→ **WORK INSTRUCTION**:
All lines between the one holding "return newManager, nil" and the end of the material below, both ends included, should be restated exactly.

→ **DATA FOR THIS TASK**:
PR #860, opened 2015-08-20
Always to a live lookup of version info instead of caching.

pwittrock:
This PR changes how VersionInfo is served
old: lookup/create and cache the version info at manager creation time
new: lookup/create the version info each time it is requested

This is necessary to correctly report the VersionInfo in the event that the docker daemon is not running at the time the manager is created.  This case may be encountered when cAdvisor is started in the same program that initializes the docker daemon / container bridge.

### DIFF
--- a/manager/manager.go
+++ b/manager/manager.go
@@ -161,8 +161,7 @@ func New(memoryCache *memory.InMemoryCache, sysfs sysfs.SysFs, maxHousekeepingIn
 	if err != nil {
 		return nil, err
 	}
-	newManager.versionInfo = *versionInfo
-	glog.Infof("Version: %+v", newManager.versionInfo)
+	glog.Infof("Version: %+v", *versionInfo)
 
 	newManager.eventHandler = events.NewEventManager(parseEventsStoragePolicy())
 	return newManager, nil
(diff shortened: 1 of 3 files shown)


vishh:
ok to test

manager/manager.go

→ **RESULT OF THIS TASK**:
 	return newManager, nil
(diff shortened: 1 of 3 files shown)


vishh:
ok to test

manager/manager.go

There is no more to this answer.